Abstract
Abstract only
Background:
There are no upper age restrictions for ICD implantation, though guidelines state that placement should be reserved for those with expected survival of > 1 year. In octogenarians, competing comorbidities may limit the mortality benefit of ICDs.
Methods:
A retrospective cohort study was used to identify octogenarians who received ICD implantation and follow-up at Northwestern Memorial Hospital or Tufts New England Medical Center between 1990 and 2006. The primary endpoint was death within 1 year of implant.
Results:
The study identified 241 octogenarians. Mean age 83.3 ± 3.1 years, 79% male, 87% coronary disease and 35% implanted for primary prophylaxis. Mean EF 31 ± 13%, creatinine 1.49 ± 0.71 mg/dl, and mean survival was 3.9 ± 0.3 years. Death within 1 year of implant occurred in 32 (13.2%) patients. Univariate predictors of 1-year mortality included EF ≤ 20% and creatinine ≥ 1.5 mg/dl (p < 0.01 and 0.04, respectively). Cox proportional analysis demonstrated that EF ≤ 20% was the only independent predictor of death within 1 year of ICD implant [Hazard Ratio = 3.2 (95% CI 1.5– 6.5; p<0.002)] and was associated with a 48% 1-year mortality.
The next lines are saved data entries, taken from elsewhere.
Issue #886, opened 2017-07-05
Returning a null AuthenticateResult causes a NullReferenceException in AuthenticationService.AuthenticateAsync()


PinpointTownes:
Discovered when porting the aspnet-contrib validation/introspection middleware to the new stack.

https://github.com/aspnet/HttpAbstractions/blob/dev/src/Microsoft.AspNetCore.Authentication.Core/AuthenticationService.cs#L69

/cc @HaoK @Tratcher

Tratcher:
There's no defined semantic for a null result though, right? Isn't that what AuthenticationResult.NoResult() is for?

PinpointTownes:
Right. FWIW, I reported a similar bug in `AuthenticationHandler` for 1.x a while ago: https://github.com/aspnet/Security/issues/760. You might want to adopt the same fix.

Alternatively, making `AuthenticateResult` a struct would prevent returning `null` and save an allocation everywhere we use it :sweat_smile:

HaoK:
I think our results are slightly too big to be a good value type/struct, with the 4 fields: Exception (8 bytes) + Ticket (8 bytes) + 2 bools (2 bytes) = 18 bytes.  

We can just fix it

Tratcher:
What does size have to do with it? The most significant qualification I see is that it needs to be immutable, which it is.

HaoK:
It will be copied instead of passed by reference everywhere https://docs.microsoft.com/en-us/dotnet/standard/design-guidelines/choosing-between-class-and-struct

PinpointTownes:
@HaoK I totally agree that we have to be careful when opting for structs but AFAICT, there are only 3 backing fields in `AuthenticateResult` (corresponding to the `Failure`, `Ticket` and `None` properties).

The last one is basically useless, as the property could be replaced by something like

```csharp
public bool None => Ticket == null && Failure == null;
```

So we'd only have `Failure` + `Ticket` (8 x 2 = 16 bytes on x64 platforms).

PinpointTownes:
Actually, the only problematic thing is that `HandleRequestResult` currently inherits from `AuthenticateResult`, which wouldn't be possible with a struct.

PR #887, opened 2017-07-05
Guard against null

HaoK:
Fixes https://github.com/aspnet/HttpAbstractions/issues/886

@Tratcher

### DIFF
--- a/src/Microsoft.AspNetCore.Authentication.Core/AuthenticationService.cs
+++ b/src/Microsoft.AspNetCore.Authentication.Core/AuthenticationService.cs
@@ -66,7 +66,7 @@ namespace Microsoft.AspNetCore.Authentication
             }
 
             var result = await handler.AuthenticateAsync();
-            if (result.Succeeded)
+            if (result?.Succeeded)
             {
                 var transformed = await Transform.TransformAsync(result.Principal);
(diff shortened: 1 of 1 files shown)


src/Microsoft.AspNetCore.Authentication.Core/AuthenticationService.cs
```diff
@@ -66,7 +66,7 @@ public AuthenticationService(IAuthenticationSchemeProvider schemes, IAuthenticat
             }
 
             var result = await handler.AuthenticateAsync();
-            if (result.Succeeded)
+            if (result?.Succeeded)
```
PinpointTownes: I bet you $100 it will never compile (`result?.Succeeded` is a `bool?`).

You probably want to use `result != null && result.Succeeded` here.

HaoK: yea I already fixed that :)

PinpointTownes:
BTW, maybe it would have been better to return `AuthenticateResult.NoResult()` when `result` is null. This way, the caller would always get a non-null value.

HaoK:
Do you have a handler that's returning a null AuthenticateResult?

PinpointTownes:
I used to, but I moved to `AuthenticateResult.Skip()` (now `AuthenticateResult.NoResult())` 'cause it was already broken in 1.0: https://github.com/aspnet/Security/issues/760 :sweat_smile:

PR #943, opened 2017-09-21
[Prototype] Async RequestOptions

HaoK:
Just playing around with this so far...

Adds an Async configure that is given the HttpContext

            services.ConfigureAsync<TestOptions>((name, o, ctx) => {
                o.Context = ctx; // Compute whatever you want with the HttpContext
                return Task.FromResult(0);
            });

Also short cut to access request options directly off HttpContext:

            var options = await context.GetOptionsAsync<TestOptions>(Options.DefaultName);

This would be purely additive, but give us both async and per request options (with direct access to the context)

Any Thoughts?  @davidfowl @ajcvickers @divega

### DIFF
--- a/src/Microsoft.AspNetCore.Http.Extensions/RequestOptions.cs
+++ b/src/Microsoft.AspNetCore.Http.Extensions/RequestOptions.cs
@@ -1,0 +1,99 @@
+// Copyright (c) .NET Foundation. All rights reserved.
+// Licensed under the Apache License, Version 2.0. See License.txt in the project root for license information.
+
+using System;
+using System.Collections.Generic;
+using System.Threading.Tasks;
+using Microsoft.Extensions.DependencyInjection;
+using Microsoft.Extensions.Options;
+
+namespace Microsoft.AspNetCore.Http
+{
+    public static class RequestOptionsExtensions {
+        public static IServiceCollection AddRequestOptions(this IServiceCollection services)
+        {
+            services.AddOptions();
+            services.AddScoped(typeof(IRequestOptions<>), typeof(RequestOptions<>));
+            services.AddTransient(typeof(IRequestOptionsFactory<>), typeof(RequestOptionsFactory<>));
+            return services;
+        }
+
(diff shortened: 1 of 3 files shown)


davidfowl:
Why? I'm no type sure I like this first class way of coupling options to the http request. This is about the flighting scenarios right?

src/Microsoft.AspNetCore.Http.Extensions/RequestOptions.cs
```diff
@@ -0,0 +1,100 @@
...
+        public static IServiceCollection AddRequestOptions(this IServiceCollection services)
+        {
+            services.AddOptions();
+            services.AddScoped(typeof(IRequestOptions<>), typeof(RequestOptions<>));
+            services.AddTransient(typeof(IRequestOptionsFactory<>), typeof(RequestOptionsFactory<>));
+            return services;
+        }
+
+        public static IServiceCollection ConfigureAsync<TOptions>(this IServiceCollection services, Func<string, TOptions, HttpContext, Task> configure) where TOptions : class, new()
+            => services.AddSingleton<IConfigureRequestOptions<TOptions>>(new ConfigureRequestOptions<TOptions>(configure));
```
davidfowl: Why isn't this called ConfigureRequestOptins? Why is this even first class?

davidfowl (changes requested):
This looks like a parallel subsystem to options with an additional object (the http request). Why can people Just use the IHttpContextAccessor if they need this

Tratcher:
Who asked for this? What were their scenarios? There has been some discussion around this for Authentication, no?

HaoK:
How to compute options per request is one of the most common questions, but yeah this mostly grew out of the per request authentication PR.  We have also ran into not being able to do async options config in a few places as well, usually related to wanting to configure options by calling into an async method.

So if we had something like this, then we could accomplish switching between default authentication policies per request like this.

```
services.ConfigureRequestOptions<AuthenticationOptions>(options, ctx => options.DefaultPolicy = ComputeDefault(ctx))
```

We'd just need to update the middleware to use request options instead of normal options.  

But yeah this is basically sugar for what would be today: use IOptionsSnapshot + custom IConfigureOptions that takes HttpContextAccessor and uses it to compute options for the request

davidfowl:
Closing this out @HaoK

PR #944, opened 2017-09-29
Add Strict-Transport-Security header name

jkotalik:
To be eventually used by the https and hsts middleware (and other places that need it).


Tratcher:
RFC reference?

Tratcher:
https://tools.ietf.org/html/rfc6797?

Tratcher (approved):

PR #947, opened 2017-10-02
Add helper to register IHttpContextAccessor

### LINKED ISSUE #946: Add a helper to register the IHttpContextAccessor correctly
People mess this up all the time, so lets add a helper that adds the service right the right lifetime.

henkmollema:
Added helper extension method to register `IHttpContextAccessor` with correct lifetime. Added tests as well.

Resolves #946


davidfowl:
Nice @henkmollema !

Of these patients, 6 (19%) received appropriate ICD therapy prior to death; the mean time from therapy to death was 3 months.
Conclusion:
Octogenarians with EF ≤ 20% have a very high 1-year mortality despite ICD implantation. A minority of these patients will receive appropriate ICD therapy during this time. These results would be expected to have significant impact on the cost-effectiveness of ICDs and should be considered when evaluating device implantation in this population.